▸ Task details:
Among the entries below, find each line holding "exported" and return it.
***** Dataset records
PR #440, opened 2026-07-02
Add conda-workspaces support (conda.toml read/write, pyproject.toml embedding)

mcg1969:
## Summary

* Adds a third project manifest type/format, **conda-workspaces** (`conda.toml`, plus `pyproject.toml` embedding via `[tool.conda]`/`[tool.pixi]`), on both the read side (`project_info.publication_info`) and a new export side (`export-conda` CLI command).
* Reorders manifest-detection precedence to `conda.toml` > `pixi.toml` > `anaconda-project.*` > `pyproject.toml` (previously just `pixi.toml` > `anaconda-project.yml`), matching conda-workspaces' own documented directory-scan precedence.
* Renames `docs/source/pixi-support.rst` → `docs/source/workspace-support.rst` to cover both export targets.

## How this was built

This went through a full plan → spec → execute → review → fix loop:

* The design was ground-truthed against the real, installed `conda-workspaces` 0.7.0 Python package (not just its docs) — confirming its TOML parser's `args` shorthand acceptance, that `[workspace]`'s `additionalProperties: false` schema constraint isn't actually enforced at runtime, the real nesting of `pyproject.toml` embedding (`[tool.conda.workspace]`, not a flat `[tool.conda]`), and that `conda.lock` shares `pixi.lock`'s `version`/`environments`/`packages` shape (stamped `version: 1` instead of `6`).
* A first pass landed 8 gated commits implementing the feature.
* A 7-persona review standup (code-reviewer, python-reviewer, silent-failure-hunter, sre, staff-engineer, product-manager, devils-advocate) then reviewed the diff and found 2 confirmed, independently-reproduced bugs plus a confirmed API asymmetry. All three were independently re-verified against the real code before fixing.
* A second pass (7 more commits) fixed every confirmed finding, collapsed two duplication hotspots the reviewers flagged, and — caught during final independent verification, not by the review itself — fixed a wording regression the duplication-collapse had silently introduced, with a new test locking in the correct wording for both formats.

## What changed, in commit order

1. `conda.toml` and `pyproject.toml` detection in `detect_project_type()`
2. Refactor `_pixi_publication_info` to accept a pre-parsed data dict (enables format-agnostic reuse)
3. `conda-workspaces` `publication_info` branch + `pyproject.toml` fallback for both formats
4. `anaconda-project info` CLI surfaces the `conda-workspaces` project type
5. `export-conda` `project_ops` functions (`export_conda`, `preview_conda_export`)
6. `export_conda_toml` writer (delegates to `export_pixi_toml`, since the two TOML shapes are field-for-field identical for the fields this exporter emits)
7. `export-conda` CLI wiring (new `export-conda` subcommand)
8. Docs retitle: `workspace-support.rst` covers both pixi and conda-workspaces
9. **Fix**: stop leaking pixi-specific prose into `conda.toml` output (e.g. `# default (pixi creates this implicitly...)`, `...before running pixi` — the exporter's "zero content differences" claim was false for projects with services or multiple env_specs)
10. **Fix**: `[tool.anaconda.commands.*]` overrides were silently dropped for `pyproject.toml`-embedded manifests (wrong lookup path — was looking for `tool.pixi.tool.anaconda`/`tool.conda.tool.anaconda` instead of the document's top-level `tool.anaconda`)
11. **Fix**: `--project-type` explicit override now recognizes `pyproject.toml` embedding, matching auto-detect (previously `anaconda-project info --project-type pixi` failed on a directory that `anaconda-project info` alone correctly identified as a pixi project)
12. Collapse `_pixi_publication_info`/`_conda_workspaces_publication_info` (~90% duplicate logic) into one shared, parameterized implementation
13. Collapse `conda_export_commands.py`/`pixi_commands.py` (near-identical CLI wiring) into one shared `_export_workspace` helper
14. Small hygiene fixes: unused import, stale docstrings, narrowed exception handling in lockfile readers
15. **Fix**: restore "Pixi" capitalization in `export-pixi`'s CLI recommendation text, which the duplication collapse (item 13) had silently flattened to lowercase — plus a new test asserting the exact wording for both formats so this can't regress silently again

## Explicit non-goals (scoped out, on purpose)

* No `pyproject.toml` *writer* — reads only.
* No `api.py` changes — `project_ops`/`project_info` stay the real public surface, matching the pre-existing state for `export_pixi`/`preview_pixi_export`.
* No `CondaExportStatus` class — `export_conda` reuses `PixiExportStatus` (its two fields are generic export concepts, not pixi-specific).
* No support for conda.toml-only export fields (`[workspace.archive]`, `channel-priority`, `envs-dir`, etc.) — `anaconda-project.yml` has no source concept for any of them.

## Test plan

* [x] Full targeted gate green: `python -m pytest anaconda_project/test/test_project_info.py anaconda_project/internal/test/test_pixi_export.py anaconda_project/internal/cli/test/test_info.py anaconda_project/internal/test/test_conda_export.py -q` — 201 passed on the pre-change baseline, 247 passed after this PR (46 new tests added across both passes).
* [x] Full repo suite: 1265 passed, 10 skipped, 1 failed. The 1 failure (`test_prepare.py::test_default_to_system_environ`) is pre-existing and environment-specific (confirmed by reproducing the identical failure against the unmodified pre-change commit in an isolated worktree) — unrelated to this change.
* [x] Manually verified against the real, installed `conda-workspaces` 0.7.0 package: `conda workspace info` / `conda task list` against hand-written `conda.toml` fixtures, and direct calls into `conda_workspaces.manifests.toml.CondaTomlParser`/`normalize_args` to confirm shape assumptions before writing the reader/exporter.
* [x] Manually reproduced and re-verified all 3 fixed bugs (prose leak, dropped command override, `--project-type` asymmetry) directly against this branch's code, independent of the automated test suite, before and after each fix.

### DIFF
--- a/anaconda_project/internal/cli/conda_export_commands.py
+++ b/anaconda_project/internal/cli/conda_export_commands.py
@@ -8,61 +8,14 @@
 """Commands related to conda-workspaces (conda.toml) export."""
 from __future__ import absolute_import, print_function
 
-from anaconda_project.internal.cli.project_load import load_project
-from anaconda_project.internal.cli import console_utils
+from anaconda_project.internal.cli.pixi_commands import _export_workspace
 from anaconda_project import project_ops
 
 
 def export_conda(project_dir, filename, use_default=False, add_current_platform=False):
     """Export the project as a conda.toml file."""
-    import os
-    project = load_project(project_dir)
-    if console_utils.print_project_problems(project):
-        return 1
-    # Default to writing conda.toml in the project directory
-    if filename == 'conda.toml' and not os.path.isabs(filename):
-        filename = os.path.join(project_dir, filename)
-    status = project_ops.export_conda(project, filename=filename,
-                                      use_default=use_default,
-                                      add_current_platform=add_current_platform)
-    if status:
-        print(status.status_description)
-        # When the corresponding flag actually changed something, the
-        # status carries the value (rename source / added platform);
-        # surface it so the user can see what we did. When the user
-        # didn't pass the flag but the project would benefit, recommend
-        # the flag instead.
-        from anaconda_project.internal.pixi_export import (
-            current_platform_addition_target, default_rename_target,
-        )
-        if use_default and status.default_rename_from:
-            print(
-                'The "{}" environment has been renamed "default" in the '
-                'exported conda-workspaces specification.'.format(status.default_rename_from))
-        elif not use_default:
-            promoted = default_rename_target(project)
-            if promoted is not None:
-                print(
-                    'Recommendation: re-run using the --use-default flag to '
-                    'rename the "{}" environment to "default". This will '
-                    'simplify the resulting conda-workspaces specification.'.format(promoted))
-        if add_current_platform and status.current_platform_added:
-            print(
-                'The current platform "{}" has been added to the platforms '
-                'list in the exported conda-workspaces specification.'
-                .format(status.current_platform_added))
-        elif not add_current_platform:
-            missing = current_platform_addition_target(project)
-            if missing is not None:
-                print(
-                    'Recommendation: re-run using the --add-current-platform '
-                    'flag to add "{}" to the platforms list. conda-workspaces '
-                    'requires the host platform to be declared before it will '
-                    'install the environment.'.format(missing))
-        return 0
-    else:
-        console_utils.print_status_errors(status)
-        return 1
+    return _export_workspace(project_dir, filename, use_default, add_current_platform,
+                            project_ops.export_conda, 'conda.toml', 'conda-workspaces')
 
 
 def main_export_conda(args):
--- a/anaconda_project/internal/cli/conda_export_commands.py
+++ b/anaconda_project/internal/cli/conda_export_commands.py
@@ -1,0 +1,72 @@
+# -*- coding: utf-8 -*-
+# -----------------------------------------------------------------------------
+# Copyright (c) 2016, Anaconda, Inc. All rights reserved.
+#
+# Licensed under the terms of the BSD 3-Clause License.
+# The full license is in the file LICENSE.txt, distributed with this software.
+# -----------------------------------------------------------------------------
+"""Commands related to conda-workspaces (conda.toml) export."""
+from __future__ import absolute_import, print_function
+
+from anaconda_project.internal.cli.project_load import load_project
+from anaconda_project.internal.cli import console_utils
+from anaconda_project import project_ops
+
+
+def export_conda(project_dir, filename, use_default=False, add_current_platform=False):
+    """Export the project as a conda.toml file."""
+    import os
+    project = load_project(project_dir)
+    if console_utils.print_project_problems(project):
+        return 1
+    # Default to writing conda.toml in the project directory
+    if filename == 'conda.toml' and not os.path.isabs(filename):
+        filename = os.path.join(project_dir, filename)
+    status = project_ops.export_conda(project, filename=filename,
+                                      use_default=use_default,
+                                      add_current_platform=add_current_platform)
+    if status:
+        print(status.status_description)
+        # When the corresponding flag actually changed something, the
+        # status carries the value (rename source / added platform);
+        # surface it so the user can see what we did. When the user
+        # didn't pass the flag but the project would benefit, recommend
+        # the flag instead.
+        from anaconda_project.internal.pixi_export import (
+            current_platform_addition_target, default_rename_target,
+        )
+        if use_default and status.default_rename_from:
+            print(
+                'The "{}" environment has been renamed "default" in the '
+                'exported conda-workspaces specification.'.format(status.default_rename_from))
+        elif not use_default:
+            promoted = default_rename_target(project)
+            if promoted is not None:
+                print(
+                    'Recommendation: re-run using the --use-default flag to '
+                    'rename the "{}" environment to "default". This will '
+                    'simplify the resulting conda-workspaces specification.'.format(promoted))
+        if add_current_platform and status.current_platform_added:
+            print(
+                'The current platform "{}" has been added to the platforms '
+                'list in the exported conda-workspaces specification.'
+                .format(status.current_platform_added))
+        elif not add_current_platform:
+            missing = current_platform_addition_target(project)
+            if missing is not None:
+                print(
+                    'Recommendation: re-run using the --add-current-platform '
+                    'flag to add "{}" to the platforms list. conda-workspaces '
+                    'requires the host platform to be declared before it will '
+                    'install the environment.'.format(missing))
+        return 0
+    else:
+        console_utils.print_status_errors(status)
+        return 1
+
+
+def main_export_conda(args):
+    """Start the export-conda command and return exit status code."""
+    return export_conda(args.directory, args.filename,
+                        use_default=args.use_default,
+                        add_current_platform=args.add_current_platform)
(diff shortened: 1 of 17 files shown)


A-Aron-T:
## Blocking finding (with a tested fix ready to merge): explicit `--project-type` override falsifies its own documented "mid-conversion" contract

Ran a full review pass (independent code review + live reproduction in a real editor session container + a 7-persona pocket-team standup, 5 personas independently corroborating on the same root cause, 2 at blocker severity). One real bug, confirmed three ways — and a fix, also live-verified, waiting in #441.

### The bug

`publication_info()`'s explicit `project_type=` override (and the `--project-type` CLI flag) still routes through `_locate_manifest()`, which unconditionally runs the *full* `conda.toml > pixi.toml > anaconda-project.* > pyproject.toml` precedence scan and only accepts the single highest-precedence match. If a directory has **both** `conda.toml` and `pixi.toml` — the exact "mid-conversion" scenario `--project-type` exists to support, per `docs/source/workspace-support.rst:301` — requesting `project_type='pixi'` raises `FileNotFoundError: No pixi.toml found in <dir>` even though `pixi.toml` demonstrably exists on disk.

Live-reproduced via the actual CLI in a real editor-lite container (same image DSW sessions boot from):
```
$ anaconda-project info --project-type pixi --directory /tmp/fixture
No pixi.toml found in /tmp/fixture (and no [tool.pixi.workspace] in pyproject.toml)
$ echo $?
1
```
...with `pixi.toml` verifiably present in that directory. Same failure mode the other direction — a top-level `pixi.toml` masking a `conda.toml` that only exists as a `pyproject.toml` embedding (`[tool.conda.workspace]`) — also live-reproduced with `project_type='conda-workspaces'`.

**`project_type='anaconda-project'` is unaffected** — it does its own direct `os.path.isfile()` loop over `possible_project_file_names`, bypassing `_locate_manifest` entirely. That's actually the correct pattern; `pixi`/`conda-workspaces` just don't follow it.

Zero test coverage exists for "both manifests present + override requests the non-winning one" in either direction — every existing override test (including this PR's new ones) only exercises the requested format when it's the sole manifest present or already the precedence winner.

### Fix — ready to merge: #441

Opened **#441** (`fix/aent-explicit-project-type-precedence-mask` → `feature/conda-workspaces-support`, i.e. targets *this* branch, not `master`) with a tested fix: mirrors the already-correct `anaconda-project` branch by adding `_locate_manifest_of_kind()`, a direct existence check for the one requested format (top-level file, then pyproject embedding) that never delegates to `_locate_manifest`'s cross-format precedence scan. Used in both the `pixi` and `conda-workspaces` explicit-override branches.

Includes 4 new regression tests — both directions of "both manifests present, request the loser" (top-level vs. top-level, and each direction's pyproject-embedded variant). Confirmed 3 of them fail without the fix and all pass with it. Full targeted gate: **251/251 passing** (247 baseline + 4 new).

**Live-verified in a real `ae-editor-lite` container** (the actual DSW session image), via the real CLI:
```
$ anaconda-project info --project-type pixi --directory /tmp/fixture   # both conda.toml + pixi.toml present
# before #441: exit 1, FileNotFoundError, despite pixi.toml existing on disk
# after #441:  exit 0, correct pixi data returned
```
No regression in the reverse direction, the single-manifest happy path, or the correctly-still-rejected truly-absent case.

Since #441 targets this branch (not `master`), CI won't auto-trigger on it — the repo's workflow only runs for PRs into `master` — but it's already exercised against your branch's exact code locally and in the live container above. Should be a straightforward merge into `feature/conda-workspaces-support`.

### Second, separate doc inaccuracy (not just "undersells the bug")

`docs/source/workspace-support.rst:299-304` and `:344-353` state that forcing `--project-type` "only recognizes the corresponding top-level manifest... not a pyproject.toml embedding." That's factually wrong about a part of the code that's *actually correct* — `project_info.py`'s own docstring and the passing `test_explicit_pixi_recognizes_pyproject_pixi`/`test_explicit_conda_recognizes_pyproject_conda` tests confirm the override **does** recognize pyproject.toml embeddings. Worth fixing in the same docs pass as the mid-conversion caveat, so the page doesn't end up with a third, still-incomplete description.

### Non-blocking, raised for awareness

The precedence reorder (`conda.toml > pixi.toml > anaconda-project.* > pyproject.toml`) is a real behavior change for any existing `anaconda-project.yml`/`pixi.toml` user who happens to have an unrelated `conda.toml` in the same directory (stray file, template scaffold, partial migration) — it's riding along inside a "new format" PR. Not asking to hold on this, just flagging it as a distinct risk surface from the override bug, worth a second look/explicit sign-off given it changes auto-detection for existing users.

---
Happy to help with the fix if useful. Everything above was independently reproduced against a live checkout of this branch, not just read from the diff.

mcg1969:
Thanks for the thorough review — all three items are now resolved. Point-by-point:

**1. Blocking bug (explicit `--project-type` override masked by precedence) — fixed and merged.**
#441 is merged into this branch (merge commit `015e69c`). I independently re-verified before merging: applied the 4 new tests on top of the pre-fix `project_info.py` — 3 fail, 1 passes (the passing one is the reverse direction that already worked, `conda.toml` outranking `pixi.toml`, so it's a lock-in). With the fix all 4 pass, and the targeted gate is green at 251. The fix (`_locate_manifest_of_kind()`) mirrors the already-correct `anaconda-project` branch's direct existence check, so a coexisting higher-precedence manifest of a different format no longer masks the requested one.

**2. Doc inaccuracy (`--project-type` "only recognizes the top-level manifest, not a pyproject.toml embedding") — fixed and merged in #442.**
You were right, and #441 made it demonstrably wrong. #442 (docs-only, merged into this branch as `7b72f62`) rewrites both passages — the CLI-flag docs and the `publication_info` optional-args list — to state that the override matches the requested format in *either* form (top-level or `pyproject.toml` embedding), independent of precedence, erroring only when it's present in neither. #441's own `test_force_pixi_via_pyproject_when_conda_toml_also_present` is the proof the old wording was false.

**3. Precedence reorder — signing off; we reject the "stray file" premise.**
A `conda.toml` is not an accidental stray file that happens to be lying around. Its presence signals a deliberate migration to conda-workspaces, exactly as a `pixi.toml` signals a move off `anaconda-project`. A higher-precedence `conda.toml` winning auto-detection is the correct, intended behavior — not a risk surface. No change here.

With #441 and #442 both merged into this branch, the review feedback is fully addressed.

A-Aron-T (approved):
## Verified all 3 items from the earlier blocking review are resolved

Cloned `feature/conda-workspaces-support` and independently confirmed:

- **Full targeted test gate: 251/251 passing** (`test_project_info.py` + `test_info.py` + `test_pixi_export.py` + `test_conda_export.py`), matching the claimed count exactly.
**********
▸ Task result:
-                'exported conda-workspaces specification.'.format(status.default_rename_from))
-                'list in the exported conda-workspaces specification.'
+                'exported conda-workspaces specification.'.format(status.default_rename_from))
+                'list in the exported conda-workspaces specification.'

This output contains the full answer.